PR #2362, opened 2020-08-17
M A K E S P E C T R E G R E A T E R

laohuaji233:
Specter costs a lot of material, but it’s less useful than ripple, cyclone
Moreover it consumes 120 liquid/second
So players seldom use specter 
I think specter should be greater and more useful

### DIFF
--- a/core/src/mindustry/content/Bullets.java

———

Task requirements:
Each entry should be reproduced in the output exactly.

Answer space:
PR #2362, opened 2020-08-17
M A K E S P E C T R E G R E A T E R

laohuaji233:
Specter costs a lot of material, but it’s less useful than ripple, cyclone
Moreover it consumes 120 liquid/second
So players seldom use specter 
I think specter should be greater and more useful

### DIFF
--- a/core/src/mindustry/content/Bullets.java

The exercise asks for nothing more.